The team is made up of 12 individuals, divided into four specialized subsystem groups: Mechanical, Robotics Control, Electronics, and Software. Each group has a lead who guides the team in building a rover that fulfils the mission objectives.
The project incorporates autonomous object detection and manipulator control, and introduces an innovative approach to vehicle design dynamics for Mars terrain navigation. This project offers students a comprehensive understanding of the product design and development process from inception, including hands-on experience in their respective subsystem tasks and exposure to cross-functional team integrations. This provides a snapshot of the industrial product development process within a university setting.
The project, facing the challenges of the advanced stream competition, incorporated autonomous object detection manipulator control, and introduced an innovative approach to vehicle design dynamics for Mars terrain navigation.
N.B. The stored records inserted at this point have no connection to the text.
PR #1099, opened 2021-04-29
add full SHA to pars-upload yaml files

gilbertsak:
Update the pars-upload yaml files to have full SHA as the GIT action fails without this.


spriceware (approved):
Thanks Gilbert. looks good

PR #1105, opened 2021-06-17
Added PLGB and PLNI options to drop down pars upload dropdown

gilbertsak:
Added PLGB and PLNI options to drop down. 
Two files needed to be updated it looks like:
products_form.js
update_products_form.js 

Will test using https://mhraparsnonprod.azureedge.net/ and give to UAT team to test. 

	Acceptance criteria:
1.	I can upload a PAR with a licence number that has a PLNI prefix
2.	I can upload a PAR with a licence number that has a PLGB prefix
3.	I can update a PAR to have a licence number that has a PLNI prefix
4.	I can update a PAR to have a licence number that has a PLGB prefix
5.	The external user sees the correct licence number prefix assigned to the PAR


spriceware (approved):
Nice. See you have added the two additional options. Thanks

PR #1124, opened 2021-11-02
Add frontend UI for territory filtering

### LINKED ISSUE #1123: Add radio buttons to UI
Ensure that focus is returned to the filters on the left hand side after submitted.

siame:
We want to be able to filter products by the territories they're 
approved in.

The method we're using to filter territories is similar to how we're
currently filtering documents.

We've added the filter checkboxes to the left hand side of the page,
and when each filter is selected it is appended to a query string in the
page's URL.

The implementation of this territory filtering has been mostly
generalising the current implementation of filtering documents. We're
then able to re-use most of the existing functionality by passing in the
existing `DocType` or new `TerritoryType`.

Closes #1123.

For the snapshot fixes I ran `yarn jest -u` to allow jest to update the
snapshots for us, Otherwise the querystring-interpreter tests just
needed to modify a failing import.

### DIFF
--- a/medicines/web/src/components/search-filter/index.tsx
+++ b/medicines/web/src/components/search-filter/index.tsx
@@ -1,7 +1,11 @@
-import React, { useEffect, useRef } from 'react';
+import React, { useEffect, useRef, useState } from 'react';
 import styled from 'styled-components';
 import { RerouteType } from '../../model/rerouteType';
-import { DocType } from '../../services/azure-search';
+import {
+  DocType,
+  SearchType,
+  TerritoryType,
+} from '../../services/azure-search';
 import { Button, Checkbox } from '../form-elements';
 
 const StyledSearchFilter = styled.section`
@@ -19,13 +23,14 @@ const StyledSearchFilter = styled.section`
     }
 
     label {
-      flex: 1;
+      display: flex;
+      align-items: center;
     }
   }
 `;
 
 const ButtonContainer = styled.div`
-  padding-top: 10px;
+  padding-top: 15px;
 `;
 
 const Fieldset = styled.fieldset`
@@ -36,6 +41,12 @@ const Fieldset = styled.fieldset`
 const Legend = styled.legend`
   display: block;
   font-size: 18px;
+  font-weight: bold;
+  margin-top: 19px;
+`;
+
+const SubLegend = styled.legend`
+  display: block;
   font-weight: bold;
   margin: 19px 0;
 `;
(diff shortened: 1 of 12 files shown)


medicines/web/src/components/search-filter/index.tsx
```diff
@@ -49,78 +60,103 @@ const AccessibleHeading = styled.h3`
...
+      enabledFilters.splice(filterIndex, 1);
     } else {
-      enabledDocTypes.push(docTypeToToggle);
+      enabledFilters.push(filterToToggle);
     }
-    setCheckedFilters(enabledDocTypes);
+    setCheckedFilters(enabledFilters);
   };
 
   const submit = (e) => {
```
gilbertsak, line 157: When pressing the submit button the checked filters does not maintain for "Applicable to territory" when the page is refreshed (the tick disappears of what you have selected).  Doesn't look like this was intended at the moment looking at the code?

gilbertsak (commented):
When pressing the submit button the checked filters does not maintain for "Applicable to territory" when the page is refreshed (the tick disappears of what you have selected). Doesn't look like this was intended at the moment looking at the code?

medicines/web/src/components/search-filter/index.tsx
siame: I'm having some trouble replicating this, I'm currently seeing the below:

https://user-images.githubusercontent.com/9799940/139842195-8f0c55c9-a414-4b7d-814e-25e76a3039e0.mov 

Could you detail the steps you used to get the filters not persisting?

gilbertsak: I see the issue I think. So search for a product say "paracetamol" then do what you did. When you choose a product from the list using A -  Z etc. it works for me but not when searching for a product.

siame: 👍 got it, I see what the issue is now, will put out a fix shortly.

siame: @gilbertsak Should be fixed in the latest commit

gilbertsak:
Ok that works nice! 

Another similar issue (that might not be an issue, if I am expecting something I shouldn't be) - In URL I don't see the "&ter=UK" etc added to URL on search page (after searching paracetamol) when I am selecting just only the new filters and clicking submit. I know it not meant to do anything at the moment but it doesn't appear in URL because I do see the value in the URL when using A - Z items and conducting same test.

siame:
@gilbertsak Yep, I can see what was casuing that issue in the last commit - I've just amended that in this latest one so that should be fixed here too.

gilbertsak (approved):
looks all good to me

medicines/web/src/components/search-filter/index.tsx
```diff
@@ -138,9 +174,17 @@ const SearchFilter: React.FC<ISearchFilterProps> = (props) => {
...
+        {generateDocTypeCheckboxFor(
+          DocType.Spc,
+          'Summary of Product Characteristics',
+        )}
+        {generateDocTypeCheckboxFor(DocType.Pil, 'Patient Information Leaflet')}
+        {generateDocTypeCheckboxFor(DocType.Par, 'Public Assessment Reports')}
+        <SubLegend ref={filterHeader}>Applicable to territory</SubLegend>
+        {generateTerritoryTypeCheckboxFor(TerritoryType.UK, 'United Kingdom')}
+        {generateTerritoryTypeCheckboxFor(TerritoryType.NI, 'Northern Ireland')}
+        {generateTerritoryTypeCheckboxFor(TerritoryType.GB, 'Great Britain')}
```
TimboTambo, line 187: Did you/MHRA decide against using radio buttons?

TimboTambo (approved):

PR #1125, opened 2021-11-03
Add territory to doc-index-updater and search

siame:
Now that `territory` has been added as a field in Sentinel, we want to
process this value when passed into the `doc-index-updater`.

This commit updates both the `doc-index-updater` and `search` projects.

For `doc-index-updater`, we've updated the `Document` struct with
`territory`, and all of its dependent code references and tests. The
`audit_logger`, `create_manager` and `delete_manager` should now all be
aware of this new field.

For `search` we've added `territory` to the default search index. We've
also added some better error handling for the methods that communicate
with Azure's REST interface, most notably using PUT requests rather than
POST requests to create and update indexes.


StuartHarris (approved):
we paired, and reviewed together

medicines/search/src/main.rs
```diff
@@ -18,7 +18,7 @@ async fn main() {
             .expect("Failed to delete datasource"),
         ("create_index", Some(m)) => {
```
TimboTambo, line 19: I think it would make sense to update the command to be `create_or_update_index` too, updating the `cli.yaml` and the `README.md` accordingly, but get that we're working to a tight schedule so will approve these changes and leave it to you to decide.

TimboTambo (dismissed):

medicines/search/src/main.rs
siame: Good shout, will update that.

StuartHarris (approved):
nice

PR #1126, opened 2021-11-03
Link territory changes from UI to GraphQL backend

siame:
This PR links together the prior changes from #1124 and #1125 so that we can now filter territories in the UI, have the backend parse our new GraphQL query, then query and filter in our Azure search service on our newly uploaded territory field.

Below is a short summary of what each commit does in this PR.

---

### Read territory as TerritoryType not String

I originally modified `doc-index-updater` with the `territory` field as
a String, much like `pl_number`.

After working through the project more, I've found that the `territory`
field is more suited to being an Enum, like `doc_type`. This gives us
both the safety that we're only parsing certain values within this
field, as well as allowing de/serialisation restrictions when indexing.

### Read and parse territoryType in graphql query 

This commit adds the functionality to filter by territoryType when
receiving this filter over graphql.

We're currently only filtering by territory, not by pl_number prefix.

### Connect territory filtering from UI to backend

This commit sends the territory filters to the backend when using the
graphql query mode. This allows us to filter by the territory field in
the metadata.

### Change territory to be read as TerritoryType 
This commit also adds better error handling when receiving an index
update. We now error on incorrect TerritoryTypes the same way we error
on incorrect DocumentTypes.

### DIFF
--- a/medicines/search-client/src/document_type.rs
+++ b/medicines/search-client/src/document_type.rs
@@ -55,59 +55,6 @@ impl Display for DocumentType {
     }
 }
 
-#[cfg_attr(
-    feature = "graphql",
-    async_graphql::Enum(desc = "Territory type (UK/GB/NI)"),
-    derive(Serialize, Deserialize, Debug, Ord, PartialOrd)
-)]
-#[cfg_attr(
-    not(feature = "graphql"),
-    derive(
-        Serialize,
-        Deserialize,
-        Debug,
-        Copy,
-        Clone,
-        Eq,
-        PartialEq,
-        Ord,
-        PartialOrd
-    )
-)]
-pub enum TerritoryType {
-    #[serde(alias = "Uk")]
-    UK,
-    #[serde(alias = "Gb")]
-    GB,
-    #[serde(alias = "Ni")]
-    NI,
-}
-
-impl FromStr for TerritoryType {
-    type Err = TerritoryTypeParseError;
-
-    fn from_str(s: &str) -> Result<Self, Self::Err> {
-        match s.to_ascii_uppercase().as_str() {
-            "UK" => Ok(Self::UK),
-            "GB" => Ok(Self::GB),
-            "NI" => Ok(Self::NI),
-            _ => Err(TerritoryTypeParseError {
-                source: s.to_string(),
-            }),
-        }
-    }
-}
-
-impl Display for TerritoryType {
-    fn fmt(&self, f: &mut Formatter<'_>) -> std::fmt::Result {
-        match self {
-            TerritoryType::UK => write!(f, "UK"),
-            TerritoryType::GB => write!(f, "GB"),
-            TerritoryType::NI => write!(f, "NI"),
-        }
-    }
-}
-
 #[derive(Debug, Clone)]
 pub struct DocTypeParseError {
     source: String,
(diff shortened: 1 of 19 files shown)


gilbertsak (approved):
I can see nothing wrong with this myself, the failed check on git was talking about not seeing the cookie banner. So maybe git has cached the choice?  This wouldn't of been part of this change anyway.

medicines/search-client/src/document_type.rs
```diff
@@ -55,6 +55,59 @@ impl Display for DocumentType {
     }
 }
 
+#[cfg_attr(
```
TimboTambo, line 58: May make more sense to have this in a new file (`territory_type/rs`?) or rename this file (can't think of a name right now that would cover both doc type and territory type).

medicines/search-client/src/document_type.rs
```diff
@@ -96,11 +166,38 @@ mod tests {
...
+
+        assert_eq!(territory_type, as_str);
+    }
+
+    #[test_case("\"UK\"", TerritoryType::UK; "uk uppercase")]
+    #[test_case("\"Uk\"", TerritoryType::UK; "uk titlecase")]
+    #[test_case("\"GB\"", TerritoryType::GB; "gb uppercase")]
+    #[test_case("\"Gb\"", TerritoryType::GB; "gb titlecase")]
+    #[test_case("\"NI\"", TerritoryType::NI; "ni uppercase")]
+    #[test_case("\"Ni\"", TerritoryType::NI; "ni titlecase")]
```
TimboTambo, line 195: Guessing there are no lower-case requirements?

medicines/search-client/src/models.rs
```diff
@@ -171,14 +173,14 @@ impl From<IndexResult> for IndexEntry {
...
-                Some(t) => t,
-                None => "".to_owned(),
-            },
             title: res.title,
             pl_number: vec![],
             file_name: res.file_name,
             doc_type: res.doc_type,
+            territory: match res.territory {
+                Some(t) => t,
+                None => TerritoryType::UK,
```
TimboTambo, line 182: I can't remember how the `IndexEntry` is used - what's the implication of defaulting to UK here instead of making it optional on `IndexEntry` and defaulting to None?

TimboTambo (dismissed):

medicines/search-client/src/document_type.rs
siame: Will move this across. Lucky for me it's exposed through `models.rs` to the other projects in this repo so don't even have to change all of the imports 😅 .

medicines/search-client/src/document_type.rs
siame: AFAIK it's uppercase only, but i've added titlecase to be on par with how the `doc_type` is parsed. It's not outside the realms of possibility for it to be lowercase too, so I'll add that in.

medicines/search-client/src/models.rs
siame: Good shout here, will send this through as an `Option`.

siame: Found a few other places where this was used as a fixed value rather than parsed from incoming XML and have addressed this in the latest commit, so real good spot with this 👍 .

TimboTambo (approved):

PR #1127, opened 2021-11-04
Derive territory on import

siame:
Azure's search doesn't allow us to prefix search the `pl_number` field.
Therefore in order to search for a territory through the `pl_number`
prefix, we derive the `territory` from the `pl_number` during import,
but only if a `territory` is not already given.

The basic rules are:

    If territory is present in document:
      return territory
    Else:
      If pl_number prefix for known territory type:
        return matching territory type
      Else:
        return None


TimboTambo (approved):
Important that MHRA are aware of the implications in terms of sending through those files without territory again in order for the filtering behaviour to work as expected, and our recommendation for them to do a one-time update on their side of all the files to correct the data.

StuartHarris (approved):
worked on this together

TimboTambo (approved):

PR #1146, opened 2022-02-01
Change order of prefixes into occurrence-order

siame:
PL prefixes are the most uploaded documents, followed by THR, followed
by NR. This commit changes the order of the items in the PAR
upload/update dropdown to reflect this.


gilbertsak (approved):
All good

PR #1238, opened 2022-09-05
update front notice text email

gilbertsak:
Front page message update


steve-price-mhra (approved):
Hi Gilbert. Approving now

PR #1240, opened 2022-09-06
updated text

gilbertsak:
Updated text


steve-price-mhra (approved):
Approving. Thanks Gilbert

PR #1245, opened 2022-11-18
Testing graphql turn of flag works

gilbertsak:
Testing graphql flag


gilbertsak:
Then we can see if no more calls to graphql at https://mhraproductsnonprod.z33.web.core.windows.net/

PR #1251, opened 2022-12-13
Reverting back to true to use graphQL to see if master branch works with release int…

gilbertsak:
GraphQL back to true to see if goes into static folder fine.


steve-price-mhra (approved):
Hi Gilbert, thanks. Just approving revert - Steve

PR #1254, opened 2022-12-13
Yaml file back to how it was with false GraphQL flag

gilbertsak:
Azure-Storage-Action not allowing action to run and deploy so will have to close change and return to this later.


steve-price-mhra (approved):
Hi Gilbert, thanks. Looks Ok, all back to disable GRAPHQL use

Issue #61, opened 2021-01-21
Generate all passwords.


jimmykarily:
Right now there are hardcoded passwords in various places:

  - [x] [api password](https://github.com/epinio/epinio/blob/main/internal/cli/install.go#L33)
  - [x] [tekton gitea access](https://github.com/epinio/epinio/blob/main/deployments/tekton.go#L373) :arrow_up_down: [gitea setup](https://github.com/epinio/epinio/blob/main/deployments/gitea.go#L135)
  - [x] [tekton registry access](https://github.com/epinio/epinio/blob/main/deployments/tekton.go#L409) :arrow_up_down: [registry setup](https://github.com/epinio/epinio/blob/main/assets/container-registry/chart/container-registry/templates/container-registry.yaml#L8)

Unsure about the tokens below. Are they related to the gitea user/pass ? Derived ?

  - [-] [gitea internal token](https://github.com/epinio/epinio/blob/main/deployments/gitea.go#L152)
  - [-] [gitea jwt token](https://github.com/epinio/epinio/blob/main/deployments/gitea.go#L160)

Some of these services are exposed publicly through Ingress resources and thus make Carrier installation open to malicious users.

Every password we use should be generated and possible to rotate.

If it's too much work, consider splitting the generation and the rotation in 2 different stories.

jimmykarily:
Let's also fix this: https://github.com/epinio/epinio/pull/376#discussion_r632360177

andreas-kupries:
Updated description, links were broken due to development having moved on and moving files.
- gitea went to a slightly different directory.
- eirini is gone in full

andreas-kupries:
# Generation

  - [api password](https://github.com/epinio/epinio/blob/main/internal/cli/install.go#L33)

    Change default to a DynDefault. The func generates a hexified random string
   Need a generator for random strings - https://gist.github.com/dopey/c69559607800d2f2f90b1b1ed4e550fb

  - [tekton gitea access](https://github.com/epinio/epinio/blob/main/deployments/tekton.go#L373) :arrow_up_down: [gitea setup](https://github.com/epinio/epinio/blob/main/deployments/gitea.go#L135)

    Create gitea user/pass deployment options. DynDefaults. Note that doing this also makes them available to the person doing the `ep install`. Rework the gitea and tekton deployments to use the new options.

[...]

PR #376, opened 2021-05-11
feat: apply basic auth to API ingress

### LINKED ISSUE #350: Epinio API has Authentication
Instead of implementing auth in the API, we put the API behind traefik and use a [traefik middleware](https://doc.traefik.io/traefik/middlewares/basicauth/) to only allow authenticated connections.

The CLI knows how to authenticate. 
We support basic auth first, storing the CLI's user and password in the shell environment (viper).

andreas-kupries:
Fixes #350 

Note: Uses fixed credentials at the moment.
Todo:
  - setup user-chosen credentials during install,
  -  save to config,
  -  get from config.

The auth is working, i.e. traefik v1 (1) processed the annotations and activates auth handling.
API requests with the auth credentials work. Without they get `401 unauthorized`.

----
  1. That is k3d/k3s builtin traefik. The epinio traefik is v2 and has to checked to be working. If not, setup for it will be required also.

### DIFF
--- a/acceptance/api_v1_applications_test.go
+++ b/acceptance/api_v1_applications_test.go
@@ -218,6 +218,7 @@ var _ = Describe("Apps API Application Endpoints", func() {
 
 			// make the request
 			request, err := http.NewRequest("POST", url, body)
+			request.SetBasicAuth("me", "change")
 			if err != nil {
 				return nil, errors.Wrap(err, "failed to build request")
 			}
--- a/acceptance/api_v1_applications_test.go
+++ b/acceptance/api_v1_applications_test.go
@@ -218,7 +218,7 @@ var _ = Describe("Apps API Application Endpoints", func() {
 
 			// make the request
 			request, err := http.NewRequest("POST", url, body)
-			request.SetBasicAuth("me", "change")
+			request.SetBasicAuth(epinioUser, epinioPassword)
 			if err != nil {
 				return nil, errors.Wrap(err, "failed to build request")
 			}
--- a/deployments/epinio.go
+++ b/deployments/epinio.go
@@ -2,12 +2,15 @@ package deployments
 
 import (
 	"context"
+	"encoding/base64"
 	"fmt"
 	"io/ioutil"
 	"os"
 	"regexp"
+	"strings"
 	"time"
 
+	"github.com/GehirnInc/crypt/apr1_crypt"
 	"github.com/epinio/epinio/helpers"
 	"github.com/epinio/epinio/helpers/kubernetes"
 	"github.com/epinio/epinio/helpers/termui"
@@ -25,9 +28,10 @@ type Epinio struct {
 }
 
 const (
-	EpinioDeploymentID = "epinio"
-	epinioServerYaml   = "epinio/server.yaml"
-	epinioStagingYAML  = "epinio/staging.yaml"
+	EpinioDeploymentID  = "epinio"
+	epinioServerYaml    = "epinio/server.yaml"
+	epinioStagingYAML   = "epinio/staging.yaml"
+	epinioBasicAuthYaml = "epinio/basicauth.yaml"
 )
 
 func (k *Epinio) ID() string {
@@ -70,6 +74,16 @@ func (k Epinio) Delete(c *kubernetes.Cluster, ui *termui.UI) error {
 		return errors.Wrap(err, fmt.Sprintf("Deleting %s failed:\n%s", epinioStagingYAML, out))
 	}
 
+	// (yyy) Note: We ignore deletion errors due to a mising
+	// Middleware CRD. That indicates that a traefik v1 controller
+	// was used, and the object was not applied. See also (xxx).
+
+	if out, err := helpers.KubectlDeleteEmbeddedYaml(epinioBasicAuthYaml, true); err != nil {
+		if !strings.Contains(out, `no matches for kind "Middleware"`) {
+			return errors.Wrap(err, fmt.Sprintf("Deleting %s failed:\n%s", epinioServerYaml, out))
+		}
+	}
+
 	message := "Deleting Epinio namespace " + EpinioDeploymentID
 	_, err = helpers.WaitForCommandCompletion(ui, message,
 		func() (string, error) {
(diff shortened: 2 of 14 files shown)


andreas-kupries:
The issue with :cat2:  looks to be that the chosen user/pass for API auth is not saved to the config file.
:bulb: It is saved. Just to the wrong file. The generic location.
It is later in the :cat2: startup sequence that `EPINIO_CONFIG` is set to a custom file, the per-node config.
That file cannot have the user/pass info from the install, it did not exist at the time.
So it contains the default config, empty user/pass, know to not work.

I'll have to see if forcing install to use that file can be done, and easy.

deployments/epinio.go
```diff
@@ -167,8 +193,25 @@ func (k Epinio) Upgrade(c *kubernetes.Cluster, ui *termui.UI, options kubernetes
...
+	// traefik v1 controller. See also (yyy).
+
+	yamlPathOnDisk, err := helpers.ExtractFile(epinioBasicAuthYaml)
+	if err != nil {
+		return "", errors.New("Failed to extract embedded file: " + epinioBasicAuthYaml + " - " + err.Error())
+	}
+	defer os.Remove(yamlPathOnDisk)
+
+	out, err := helpers.Kubectl(fmt.Sprintf("apply -n %s --filename %s", EpinioDeploymentID, yamlPathOnDisk))
+	if err != nil && !strings.Contains(out, `no matches for kind "Middleware"`) {
```
jimmykarily, line 209: I wonder if different k8s versions could produce different error messages. If that happens we should probably stop supporting traefik v1 rather than trying to catch everything. Let's see.

deployments/epinio.go
```diff
@@ -244,3 +305,14 @@ func (k *Epinio) createIngress(c *kubernetes.Cluster, subdomain string) error {
 
 	return err
 }
+
+// hashApr1 generates an Apache MD5 hash for a password.
```
jimmykarily, line 309: md5 is not secure as encryption for passwords but we do store this in a secret. I'm not sure if it's worth it switching to SHA1 or bcrypt (both supported: https://doc.traefik.io/traefik/middlewares/basicauth/#configuration-options).
If someone can read the md5 hash, it means they can read the k8s secrets, they can probably do more then without needing the password itself to talk to the epinio API. 

otoh, generating a sha1 sum is anything but difficult: https://golang.org/pkg/crypto/sha1/#New so why not?

docs/install.md
```diff
@@ -88,7 +88,6 @@ microk8s enable metallb:${IP}/16
 - git 2.22 or later
```
jimmykarily, line 88: remove git too? (since you are at it)

jimmykarily: and maybe bash too?

internal/cli/config/config.go
```diff
@@ -42,6 +44,10 @@ func Load() (*Config, error) {
 	v.SetDefault("epinio_protocol", "http")
 	v.SetDefault("org", "workspace")
 
+	// The defaults are a non-working user/pass combination
```
jimmykarily, line 47: what does "non-working" mean here? Maybe change it to `Use empty defaults in viper to allow NeededOptions defaults to apply` ?

internal/cli/install.go
```diff
@@ -22,6 +22,20 @@ var NeededOptions = kubernetes.InstallationOptions{
...
+		Description: "The user name for authenticating all API requests",
+		Type:        kubernetes.StringType,
+		Default:     "me",
+		Value:       "",
+	},
+	{
+		Name:        "password",
+		Description: "The password for authenticating all API requests",
+		Type:        kubernetes.StringType,
+		Default:     "change",
```
jimmykarily, line 36: I would prefer a "secure by default" approach. We can generate a password when the user doesn't provide one instead of using a hardcoded one. The user may forget to provide a password and given we don't have a way for the user to change it (yet), they will be forced to re-install. Even when changing the password will be possible, it's still better if we generated a good password by default so the user doesn't have to come up with a good password.

We have 2 personas, the cluster admin installing Epinio and the application developer.
The admin needs to have access to the cluster with kubectl/kubeconfig because that's how we create the various resources when installing Epinio.
The app developer, may or may not have kubectl access to the cluster. Right now we still try to access the cluster directly in some places (e.g. when trying to figure out what the domain is) but we should get to the point where it's possible to use Epinio with no direct access to the cluster, unless through Epinio server.

We can then have a group of subcommands (e.g. under the `admin` command) that are meant to be used by the administrator. Those are the commands that need direct access to the cluster.
Examples

- `epinio admin install` (the current `epinio install`)
- `epinio admin uninstall` (the current `epinio uninstall`)
- `epinio admin get-credentials`
- `epinio admin change-credentials`
- etc

With this in mind, I imagine the final process as:

- Admin installs Epinio on the cluster
- After installation is done, a command is printed that the user can run to read the credentials from the kube secret (e.g. `epinio admin get-credentials`). Alternatively, when the admin user is also the application developer, a command like `epinio admin login` can be used that will not require the user to know the credentials. It will simply copy the credentials from the secret into the Epinio config.
- If the application developer is a different user, then the admin will give her the credentials so the app dev doesn't need to have direct access to the cluster. 

This is just a proposal, we need to discuss it a bit. Let's keep things as they are here and improve on another PR. We still have to see if printing and storing credentials in plain text is ok.

acceptance/api_v1_applications_test.go
```diff
@@ -218,6 +218,7 @@ var _ = Describe("Apps API Application Endpoints", func() {
 
 			// make the request
 			request, err := http.NewRequest("POST", url, body)
+			request.SetBasicAuth("me", "change")
```
jimmykarily, line 221: maybe instead of relying on the defaults in tests, we can (indirectly) test that the installation parameters work by specifying some credentials when we install Epinio in the SynchronizedBeforeSuite block.

deployments/epinio.go
jimmykarily: [I read in various places](https://codahale.com/how-to-safely-store-a-password/) that bcrypt is the safest option but it's very slow (0.3 secs to hash a password?! though it depends on the work factor). That could make every request slower by 300ms which is not a negligible delay. Let's stick to MD5 for now. Securing k8s secrets is the right way to protect this password. After all, we store it in plain text on the cli side.

docs/install.md
jimmykarily: I updated the commit to remove these too.

internal/cli/config/config.go
jimmykarily: I changed the text and updated the commit.

acceptance/api_v1_applications_test.go
jimmykarily: I did so in a separate commit.

jimmykarily (approved):

internal/cli/install.go
jimmykarily: Let's fix it as part of this: https://github.com/epinio/epinio/issues/61#issuecomment-841161324

jimmykarily (changes requested):
We need to add a test to check that when credentials are not supplied the response is 401

jimmykarily (dismissed):

jimmykarily:
> We need to add a test to check that when credentials are not supplied the response is 401

I added a test.

PR #381, opened 2021-05-11
Remove cli dependencies that are no longer needed from README.md

jimmykarily:
- we no longer need git on the cli side (since #338)
- we no longer need sh (since #338)
- we no longer need openssl (since #298)


andreas-kupries (approved):
Easy enough, and looking correct as well.

PR #385, opened 2021-05-11
Always use cert-manager to generate workload certs

manno:
Tests didn't test cert-manager since it was only used in prod.

This adds the missing RBAC for the server to create certificates. 
I don't have a production env to test, but https://github.com/epinio/epinio/pull/360 moved the certificate creation into the server and didn't add permissions. Tests couldn't detect it.

Now dev/CI and prod are closer.

### DIFF
--- a/internal/api/v1/stage.go
+++ b/internal/api/v1/stage.go
@@ -179,7 +179,7 @@ func createCertificates(ctx context.Context, cfg *rest.Config, app gitea.App) er
 			return errors.Wrap(err, "create production ssl certificate failed")
 		}
 	} else {
-		err = createCertificate(ctx, cfg, app, c.Domain, "selfsigned-issuers")
+		err = createCertificate(ctx, cfg, app, c.Domain, "selfsigned-issuer")
 		if err != nil {
 			return errors.Wrap(err, "create local ssl certificate failed")
 		}
--- a/internal/api/v1/stage.go
+++ b/internal/api/v1/stage.go
@@ -17,7 +17,6 @@ import (
 	"github.com/tektoncd/pipeline/pkg/apis/resource/v1alpha1"
 	"github.com/tektoncd/pipeline/pkg/client/clientset/versioned"
 	corev1 "k8s.io/api/core/v1"
-	apierrors "k8s.io/apimachinery/pkg/api/errors"
 	"k8s.io/apimachinery/pkg/api/resource"
 	metav1 "k8s.io/apimachinery/pkg/apis/meta/v1"
 	"k8s.io/apimachinery/pkg/apis/meta/v1/unstructured"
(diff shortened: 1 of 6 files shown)


internal/api/v1/stage.go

Our team's hard work paid off with a fantastic overall first place in this year's competition, bringing home two trophies from Airbus' Stevenage site and Mars Yard.
- Won Best Rover Award
- Won Best Innovation Award
In this national-level competition, the team showcased outstanding engineering prowess, delivering incredible results across two challenging tasks.
CrimsonBot's first mission was to hit six targets using its robotic arm, controlled remotely via teleoperation. With perfect accuracy, the rover drilled into each target flawlessly, proving the team's cutting-edge technology and unmatched precision. This accomplishment demonstrated the power of collaboration between innovation and control, setting a new standard in rover teleoperation.
The second task was no less intense – the rover had to withstand vibrations that simulate the brutal conditions of a rocket launch. With exceptional design and robust engineering, CrimsonBot passed the vibration test without a hitch, demonstrating its durability under space-like conditions.
Project Manager | Robotics Software and Control Lead praveen.elavazhagan.489@cranfield.ac.uk
Systems Engineer | Electroncis lead
Mechanical Lead
Mechanical Engineer
Mechanical Design Engineer
Mechanical Engineer
Mechanical Design Engineer
We would like to take this opportunity to thank Professor Dr Gilbert Tang (MSc in Robotics Course Director- Cranfield University) for his valuable time, advice, and guidance in helping us build a successful design of the rover.
Additionally we would like to thank Airbus for their continued support of our competitive and consistently successful projects.
We are always open to partnerships with industry and mentors, so don’t hesitate to get in touch!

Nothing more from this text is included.